Exercise prompt: Wherever the word "since" appears in a line of the data, that line should be copied.

Data items
========================================================================
PR #709, opened 2015-07-22
Fix #708 Promise.map concurrency execuition order issue

### LINKED ISSUE #708: Promise.map concurrency execution order
I am having a problem with the concurrency option for ```Promise.map```. I'm my code I want the order of execution of promises to match the order of the input (in my case optimizing file reads from a CDROM)

Consider this example:
```Javascript
Promise.map([1, 2, 3, 4, 5], function(val) {
    return new Promise.delay(100).then(function() {
        console.log(val);
    });
}, {concurrency: 2});
```
The console output of this code will be ```1 2 5 4 3```

henryqdineen:
See #708. If this isn't acceptable can someone explain why it was implemented the original way?

### DIFF
--- a/src/map.js
+++ b/src/map.js
@@ -104,7 +104,7 @@ MappingPromiseArray.prototype._drainQueue = function () {
     var values = this._values;
     while (queue.length > 0 && this._inFlight < limit) {
         if (this._isResolved()) return;
-        var index = queue.pop();
+        var index = queue.shift();
         this._promiseFulfilled(values[index], index);
     }
 };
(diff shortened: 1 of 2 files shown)


benjamingr:
Promise.map does not guarantee execution order - use .each or .reduce if you need that.

The order is the way it is as an allowed optimization since the order is not guaranteed

bergus:
@henryqdineen: Surely `pop` is faster than `shift`, because it doesn't have to move every value around.

Issue #720, opened 2015-08-04
Wrapper to Join on all function's arguments


mdarveau:
Hi,

First of all, thank you for this excellent library.

When I have a function that can receive a resolved value or a promise, I often find myself doing the following:
```
exports.doSomething = ( valueOrPromise1, valueOrPromise2 ) ->
  Bluebird.join valueOrPromise1, valueOrPromise2, ( value1, value2 ) ->
    value1.something()
    value2.somethingElse()
```

I finally created a little wrapper that automatically join all my functions params and then call the function that works on resolved values (coffeescript + lodash):
```
joinArgs = (f)->
  _.partialRight(Bluebird.join, f);

exports.doSomething = joinArgs ( value ) ->
  value.something()
```

What do you think of adding the `joinArgs` utility to Bluebird? I can work out the PR but don't want to waste anyone's time if you don't think it belongs to the lib. Maybe joinWrap or wrapJoin would be a better name?

bergus:
`lift` would be an appropriate name.

spion:
FWIW, my experience is that lifted functions can work well locally but the ability to take promises as arguments gets confusing really fast. Built in functions and operators can't do it, and neither can auto-promisified libraries, so you can easily end up with an API that consists of a mix of lifted and unlifted methods. Thats pretty difficult to deal with (unless you use a typed dialect such as typescript/flowtype)

petkaantonov:
Duplicate of https://github.com/petkaantonov/bluebird/issues/78

<hr>

Some things to help figure out how useful addition this would be to core:

1. Do you use this often in your projects? Or just a lot in one project? Or just once in many projects?

2. Are there any other people that would be interested in this?

3. Can it be used as a generic build block that you can build on top of instead of being a specialized tool for some specific scenarios?

bergus:
I'd be interested too. I'd say it's seldom used in many projects - frequency depending on programming style. As @spion says, functions that take promises as arguments (when they don't really require it) are rather confusing in an API. It would be helpful for internal functions though.
I think it's as generic as `Promise.join` as a building block, the only difference is that `Promise.lift` would be curried.

mdarveau:
I only have one node project that uses Promise extensively. However, I use "lift" a lot in services that can be called by different endpoints/resources/context.

[...]

PR #723, opened 2015-08-05
WIP Added 'lift'.

mdarveau:
Following discussion in https://github.com/petkaantonov/bluebird/issues/720.

There are most probably a few loose end. I had a hard time figuring exactly what I had to change in the build file.

Let me know what you think.


src/lift.js
```diff
@@ -0,0 +1,15 @@
...
+module.exports = function(Promise) {
+
+Promise.lift = function ( fn ) {
+    var that = this;
+    return function() {
+        var $_len = arguments.length;
+        var args = new Array($_len+1);
+        for(var $_i = 0; $_i < $_len; ++$_i) {args[$_i] = arguments[$_i];}
+        args[$_len] = fn;
+        return Promise.join.apply( that, args );
```
bergus: Shouldn't this be `that.join.apply(that, args)`?

mdarveau: No, unless we can guarantee that `this`==`Bluebird` when the function is called. I keep `this` in `that` to make sure the original function is called with the same `this` binding than the lifted function.

petkaantonov:

PR #746, opened 2015-08-26
Add short support channel summary in README

spion:
Its short and inviting and right at the beginning to make it harder to miss.


benjamingr:
LGTM

PR #769, opened 2015-09-18
Document unreachable code purpose

madarche:
Document unreachable code purpose since it's triggering "unreachable code after return statement" warning in Firefox when browserify-ied.

cf. https://bugzilla.mozilla.org/show_bug.cgi?id=1151931
cf.  http://stackoverflow.com/questions/24987896/how-does-bluebirds-util-tofastproperties-function-make-an-objects-properties

Note: The text of the comment is a copy of Benjamin Gruenbaum's original comment.

### DIFF
--- a/.jshintrc
+++ b/.jshintrc
@@ -90,6 +90,7 @@
         "IS_REJECTED": false,
         "IS_CANCELLABLE": false,
         "IS_FINAL": false,
+        "IS_REJECTION_IGNORED": false,
         "IS_BOUND": false,
         "IS_MIGRATED": false,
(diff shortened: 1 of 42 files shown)


benjamingr:
Is there a way to just suppress the warning instead?

madarche:
@benjamingr not to my knowledge after having read all https://bugzilla.mozilla.org/show_bug.cgi?id=1151931 . Nothing like JSHint special comments.

madarche:
Closing in favor of #884 (which is just the same but on current state of the repository).

PR #772, opened 2015-09-20
add explaination for resolve and reject function for beginner

buaya91:
In API.MD, there is not much info about how resolve and reject function are supposed to be used.

### DIFF
--- a/API.md
+++ b/API.md
@@ -93,6 +93,8 @@ Core methods of `Promise` instances and core static methods of the Promise class
 
 Create a new promise. The passed in function will receive functions `resolve` and `reject` as its arguments which can be called to seal the fate of the created promise.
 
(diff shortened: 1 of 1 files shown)


bergus:
Instead of using the terminology "called when failed", I'd rather suggest "called *to fail the promise*". Also, calling `resolve()` doesn't necessarily mean that the promise will complete successfully ("fulfill"), have a look at [What is the correct terminology for javascript promises](http://stackoverflow.com/q/29268569/1048572) on SO.

tflanagan:
This PR doesn't help anyone in understanding promises and the ```resolve, reject``` arguments.

You should use proper promise terminology when explaining the two functions. "Render the outcome" is a confusing and misleading explanation.

buaya91:
Ahh, I see, sorry, I'll go get the terms correct before I submit again

PR #809, opened 2015-10-16
Implement thru method

kjvalencik:
Implements `Promise.prototype.thru`, a convenience method for chaining. This could be implemented by assigning to a variable or wrapping the promise chain in a method, e.g.,

```js
somethingElse(doSomething()
    .then(...)
    .then(...));
```

But, this allows for cleaner chaining, similar to the [`.thru`](https://lodash.com/docs#thru) method in lodash or the [`.through`](http://highlandjs.org/#through) method in highland.js.

```js
doSomething()
    .then()
    .then()
    .thru(somethingElse);
```

### DIFF
--- a/API.md
+++ b/API.md
@@ -62,6 +62,7 @@
     - [`Promise.coroutine.addYieldHandler(function handler)`](#promisecoroutineaddyieldhandlerfunction-handler---void)
 - [Utility](#utility)
     - [`.tap(Function handler)`](#tapfunction-handler---promise)
+    - [`.thru(Function handler)`](#thrufunction-handler---dynamic)
     - [`.call(String propertyName [, dynamic arg...])`](#callstring-propertyname--dynamic-arg---promise)
     - [`.get(String propertyName|int index)`](#getstring-propertynameint-index---promise)
     - [`.return(dynamic value)`](#returndynamic-value---promise)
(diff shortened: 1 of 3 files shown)


shibbybird:
:+1:

benjamingr:
I'm confused - what is this trying to accomplish? Why would you ever want to pass the promise and not its result to a function? If you want to pass the value - that's just `then` anyway.

kjvalencik:
@benjamingr, to allow inlining synchronous operations on a promise instead of waiting for the resolve. Two uses in mind:

* Caching the promise--not the result, so that other calls to the method will wait on the same asynchronous operation.
* Transforming to a stream. Streams are already async, so it doesn't make much sense to resolve a promise to a stream. Example with highland: https://github.com/petkaantonov/bluebird/pull/809/files#diff-88333ba11114e014e87198d04680144dR2242

benjamingr:
Sorry, I just don't see many use cases for this - it's not common enough to be included in core. In general promise returning methods almost never expose the promise and almost always expose the data. You can bind to highland and then `.call` its methods.

Please do feel free to publish it as a separate package though. Those tend to get some downloads and provide features outside of core bluebird. I guarantee that we will not implement a separate `thru` method and that your extension will continue to work forever.

kjvalencik:
Fair enough. I appreciate the feedback. It's a simple two liner and thankfully extending bluebird is simple. 

Cheers!

PR #815, opened 2015-10-26
Nested .get()

### LINKED ISSUE #767: Nested .get()
It would be mighty handy to be able to `.get()` more than one level down. So instead of:

```js
promiseReturningFunc()
  .get('a')
  .get('b')
  .get('c')
  .get('d')
  .then(doSomethingToD)
```

you could use:

```js
promiseReturningFunc()
  .get(['a', 'b', 'c', 'd'])
  .then(doSomethingToD)
```

or even:

```js
promiseReturningFunc()
  .get('a.b.c.d')
  .then(doSomethingToD)
```

like [lodash's _.get()](https://lodash.com/docs#get).

Thanks for making such an awesome library.

dsernst:
Closes #767

This PR adds functionality, documentation, and a unit test for this sort of behavior:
========================================================================
Solution for this exercise:
The order is the way it is as an allowed optimization since the order is not guaranteed
Document unreachable code purpose since it's triggering "unreachable code after return statement" warning in Firefox when browserify-ied.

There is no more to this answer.